Tag Archives: municipal services

San Francisco’s Poop Problem

In this day and age it’s not hard to find an argument about the proper role of government in American society. Almost everyone agrees that government should have a significant role in public safety and national security, but even with those gimmes there’s significant disagreement about what that looks like. Throw in topics like education, public welfare, transportation, etc. and you’re going to get heated debate in any room with more than one person in it.

Still, with all that disagreement you’d think that any municipality in the country would have a pretty easy time getting its citizens behind the concept of doing whatever is necessary to keep people from pooping in public. The folks in San Francisco seem to be intent on making a mountain out of a pile of poo:

As a Mission kid, I have experienced days, even weeks, in a row when I’ve had to pull my eager dog away from steaming pancakes of human shit, or I’ve had to step over a sad, sick turd-smeared man passed out among sculpture-like piles of his own doo-doo mere feet from my doorway.However San Francisco’s poop problem isn’t confined to the streets of the Mission. Other neighborhoods ­– particularly SOMA, Mid-Market, and the Tenderloin ­– have a similar human-excrement predicament. Let’s face­­ it: if you live in the city, regardless of location or class affiliation, you’ve probably had your own encounter with the aftermath of a public number-two.

We live in a beautiful city that’s praised for its progressive values and the deeply set urban intellect of its residents. Why, then, do I find myself, on a daily basis, stepping around errant piles of fecal matter? In simpler terms, what’s with all the shit?…

It’s there for one reason, and one reason only: people needed to use the loo, and none was there for the using. And for the most part, these people are San Francisco’s massive homeless population.

There are more than 10,000 people living on the streets at any given time in our fair City by the Bay. San Francisco must be scrambling hand over foot to provide at least some semblance of a plan for their very apparent human needs. Right? Wrong.

Nice, huh? It’s not that the fair people of San Francisco aren’t thinking about the issue, but they’re having a heckuva time coming to a consensus about what to do:

Of course, like everything else in San Francisco, it turns out that potties have long been lashed to political debates. In a city that’s constantly reimagining itself, a restroom isn’t just a place to pee, after all. It’s part of a larger dialogue about who owns the public space. It’s a piece of architecture that’s at once public and intimate, where the landed gentry have to squat right alongside the city’s poor. “I think as you see a more stratified city, obviously the restrooms are gonna become more politicized,” former Supervisor Chris Daly says, remembering years of public-restroom football in City Hall.

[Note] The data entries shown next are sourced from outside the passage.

PR #6836, opened 2023-06-06
Vendor pretty_bad_protocol

legoktm:
## Status

Ready for review

## Description of Changes

Vendor pretty_bad_protocol and apply minimal fixes to get it to pass CI. Then remove our monkey patching from EncryptionManager.

Each commit should have a description of what is happening and why.

Fixes #6807.

## Testing

How should the reviewer test this PR?

* [x] CI passes
* [x] Basic smoke test in dev environment, submit a message/file, and then decrypt it as a journalist
* [x] Basic smoke test in a staging/prod environment (to verify apparmor, etc.), submit a message/file, and then decrypt it as a journalist

## Deployment

Any special considerations for deployment? Just the standard-ish ones.

## Checklist

- [x] Linting (`make lint`) and tests (`make test`) pass in the development container
- [x] I have updated AppArmor rules to include the change
- [ ] I have written a test plan and validated it for this PR
- [x] These changes do not require documentation

PR #6883, opened 2023-06-26
testinfra: Improve printing of apparmor denials

legoktm:
## Status

Ready for review
## Description of Changes

Dumping all of syslog is huge and often what you're looking for will get truncated by pytest. Instead, look for individual lines with the DENIED substring and assert those don't exist. This will print just those lines, giving us a better chance at seeing the relevant lines.

## Testing

I think just visual review is fine? I used this when developing #6836 to get staging-via-CI to print out the right apparmor denial line.

## Deployment


zenmonkeykstop (approved):
LGTM based on visual review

For at least a decade, bathrooms have stood in for the city’s anxieties about homelessness, public utilities, and the changing economy. They’ve created fault lines and frenemies, they’ve cost untold millions of dollars. (The tab for this year’s renovation of a particularly infamous Portsmouth Square lavatory comes to $1.13 million). They’ve become porcelain tea leaves through which we can analyze the city’s development, and proxies for all of its battles. Scoff or turn away at the door, but it’s undeniable: Toilets have been markers for civilization since long before even the venerable coffee bar, and understanding the city now is just a flush away.

The problem is so bad that someone’s created a map of poop incidents and it has a “Report Poop” function.

So a note to all of our fine citizens here in the Piedmont Triad who interact with our municipal governments, whether it’s through volunteering to serve on various boards, committees and councils or appearing before those boards on behalf of themselves or clients and are often frustrated with the process – no matter how bad it gets just think of the folks in San Francisco and remember that things could be worse. Much worse.